What you need to do: Give the number of lines in the listing that contain "switch", with no other words.

Source information:

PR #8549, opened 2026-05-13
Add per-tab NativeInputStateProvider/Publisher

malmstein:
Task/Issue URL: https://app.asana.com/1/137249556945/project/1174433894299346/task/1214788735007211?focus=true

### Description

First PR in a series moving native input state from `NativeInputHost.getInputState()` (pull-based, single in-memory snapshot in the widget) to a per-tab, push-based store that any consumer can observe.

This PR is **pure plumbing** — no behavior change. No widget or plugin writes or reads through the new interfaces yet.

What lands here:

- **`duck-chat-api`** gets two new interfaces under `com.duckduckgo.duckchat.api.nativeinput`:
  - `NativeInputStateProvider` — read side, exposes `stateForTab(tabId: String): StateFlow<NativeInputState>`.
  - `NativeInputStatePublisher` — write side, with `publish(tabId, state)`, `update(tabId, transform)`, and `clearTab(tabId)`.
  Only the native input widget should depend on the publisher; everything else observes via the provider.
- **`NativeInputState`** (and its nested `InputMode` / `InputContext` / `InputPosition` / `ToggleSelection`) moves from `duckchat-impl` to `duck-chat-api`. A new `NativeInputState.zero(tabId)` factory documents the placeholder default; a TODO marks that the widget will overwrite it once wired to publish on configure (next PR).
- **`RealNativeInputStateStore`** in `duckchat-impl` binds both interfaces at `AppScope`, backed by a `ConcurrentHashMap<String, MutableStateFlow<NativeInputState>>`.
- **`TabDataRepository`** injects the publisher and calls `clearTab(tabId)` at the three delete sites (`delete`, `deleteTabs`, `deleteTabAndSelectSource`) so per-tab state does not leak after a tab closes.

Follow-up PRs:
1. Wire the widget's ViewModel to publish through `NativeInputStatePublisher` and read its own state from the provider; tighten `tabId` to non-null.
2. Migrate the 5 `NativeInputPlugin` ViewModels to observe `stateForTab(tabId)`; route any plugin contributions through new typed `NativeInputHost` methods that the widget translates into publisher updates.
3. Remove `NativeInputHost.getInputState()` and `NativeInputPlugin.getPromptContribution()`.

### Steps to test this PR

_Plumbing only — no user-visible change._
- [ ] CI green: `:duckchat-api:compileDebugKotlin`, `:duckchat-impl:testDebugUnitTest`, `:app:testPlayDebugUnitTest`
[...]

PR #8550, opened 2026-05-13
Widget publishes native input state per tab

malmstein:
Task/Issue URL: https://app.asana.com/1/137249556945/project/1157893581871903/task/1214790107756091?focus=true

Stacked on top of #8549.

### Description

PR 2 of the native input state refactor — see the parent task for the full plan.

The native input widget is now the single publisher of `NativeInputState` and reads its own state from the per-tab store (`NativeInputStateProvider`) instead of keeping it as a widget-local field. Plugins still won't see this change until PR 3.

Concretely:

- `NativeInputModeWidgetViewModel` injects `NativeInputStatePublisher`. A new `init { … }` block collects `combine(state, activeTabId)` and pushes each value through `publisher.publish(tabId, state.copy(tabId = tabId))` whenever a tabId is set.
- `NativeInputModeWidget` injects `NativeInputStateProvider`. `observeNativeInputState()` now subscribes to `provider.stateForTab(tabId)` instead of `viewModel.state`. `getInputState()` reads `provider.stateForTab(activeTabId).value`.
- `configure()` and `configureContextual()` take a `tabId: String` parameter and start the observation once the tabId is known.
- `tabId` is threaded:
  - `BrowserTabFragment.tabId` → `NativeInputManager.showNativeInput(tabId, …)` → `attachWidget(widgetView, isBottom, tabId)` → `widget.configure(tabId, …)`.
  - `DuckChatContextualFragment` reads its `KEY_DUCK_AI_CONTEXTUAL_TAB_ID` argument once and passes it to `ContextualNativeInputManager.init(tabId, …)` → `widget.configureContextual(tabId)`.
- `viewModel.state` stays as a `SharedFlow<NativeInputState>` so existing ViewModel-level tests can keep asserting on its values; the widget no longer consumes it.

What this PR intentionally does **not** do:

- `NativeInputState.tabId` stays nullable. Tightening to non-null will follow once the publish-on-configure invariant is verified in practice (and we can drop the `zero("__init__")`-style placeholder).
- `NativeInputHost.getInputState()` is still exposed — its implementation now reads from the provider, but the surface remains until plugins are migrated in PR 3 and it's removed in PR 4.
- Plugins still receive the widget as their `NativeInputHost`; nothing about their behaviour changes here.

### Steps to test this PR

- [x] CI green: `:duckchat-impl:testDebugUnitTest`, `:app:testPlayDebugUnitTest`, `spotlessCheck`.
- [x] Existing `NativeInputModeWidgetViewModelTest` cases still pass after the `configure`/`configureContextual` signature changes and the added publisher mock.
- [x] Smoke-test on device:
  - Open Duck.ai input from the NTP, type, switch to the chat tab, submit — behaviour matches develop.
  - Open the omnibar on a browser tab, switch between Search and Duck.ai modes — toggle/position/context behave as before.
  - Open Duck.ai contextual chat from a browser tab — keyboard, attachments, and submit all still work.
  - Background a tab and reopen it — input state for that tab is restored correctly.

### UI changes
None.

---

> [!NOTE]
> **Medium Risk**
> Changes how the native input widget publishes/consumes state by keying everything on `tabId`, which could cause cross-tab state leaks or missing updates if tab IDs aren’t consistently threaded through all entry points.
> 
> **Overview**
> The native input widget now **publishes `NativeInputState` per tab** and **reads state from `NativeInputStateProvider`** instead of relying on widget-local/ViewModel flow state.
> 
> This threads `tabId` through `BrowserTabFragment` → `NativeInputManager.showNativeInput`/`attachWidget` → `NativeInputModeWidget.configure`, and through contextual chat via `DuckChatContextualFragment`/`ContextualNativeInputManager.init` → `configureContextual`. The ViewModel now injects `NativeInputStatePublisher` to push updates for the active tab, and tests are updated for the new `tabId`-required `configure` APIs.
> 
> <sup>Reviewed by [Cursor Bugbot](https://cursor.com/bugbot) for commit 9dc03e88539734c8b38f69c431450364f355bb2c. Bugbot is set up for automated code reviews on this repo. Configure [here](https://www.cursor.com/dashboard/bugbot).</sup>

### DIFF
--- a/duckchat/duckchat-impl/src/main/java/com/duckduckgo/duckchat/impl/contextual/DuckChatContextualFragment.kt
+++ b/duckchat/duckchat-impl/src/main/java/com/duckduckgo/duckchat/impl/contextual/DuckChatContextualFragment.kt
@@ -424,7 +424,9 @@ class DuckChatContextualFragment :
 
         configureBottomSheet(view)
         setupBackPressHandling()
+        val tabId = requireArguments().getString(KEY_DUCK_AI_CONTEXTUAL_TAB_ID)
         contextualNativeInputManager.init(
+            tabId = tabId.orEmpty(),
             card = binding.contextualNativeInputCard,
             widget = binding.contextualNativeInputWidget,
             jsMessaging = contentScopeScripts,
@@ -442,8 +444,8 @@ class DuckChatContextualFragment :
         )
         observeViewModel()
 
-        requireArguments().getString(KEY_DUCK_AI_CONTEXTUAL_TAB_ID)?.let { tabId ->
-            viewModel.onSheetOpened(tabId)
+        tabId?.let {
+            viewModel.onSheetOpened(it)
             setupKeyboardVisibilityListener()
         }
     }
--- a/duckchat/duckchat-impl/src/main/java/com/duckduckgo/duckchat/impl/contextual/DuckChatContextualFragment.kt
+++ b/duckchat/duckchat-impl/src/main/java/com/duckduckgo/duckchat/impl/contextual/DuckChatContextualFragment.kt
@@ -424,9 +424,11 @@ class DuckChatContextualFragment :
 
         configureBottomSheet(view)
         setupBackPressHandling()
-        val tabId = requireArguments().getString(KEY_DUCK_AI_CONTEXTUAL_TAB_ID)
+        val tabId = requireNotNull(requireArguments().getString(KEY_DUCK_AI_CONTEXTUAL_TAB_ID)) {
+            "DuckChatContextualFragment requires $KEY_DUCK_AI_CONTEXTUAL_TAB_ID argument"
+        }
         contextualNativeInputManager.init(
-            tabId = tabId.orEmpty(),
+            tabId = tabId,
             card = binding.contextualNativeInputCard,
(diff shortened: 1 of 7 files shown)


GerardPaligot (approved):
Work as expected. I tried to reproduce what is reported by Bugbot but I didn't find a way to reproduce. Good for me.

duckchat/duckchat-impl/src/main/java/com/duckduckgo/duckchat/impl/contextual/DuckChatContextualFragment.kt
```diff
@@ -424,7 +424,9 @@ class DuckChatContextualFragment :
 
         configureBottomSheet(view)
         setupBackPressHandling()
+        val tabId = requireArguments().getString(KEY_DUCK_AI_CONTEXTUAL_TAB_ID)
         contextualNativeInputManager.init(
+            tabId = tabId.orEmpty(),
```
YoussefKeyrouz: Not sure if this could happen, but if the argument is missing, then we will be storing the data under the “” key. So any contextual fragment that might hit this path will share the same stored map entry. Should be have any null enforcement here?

Your solution: 2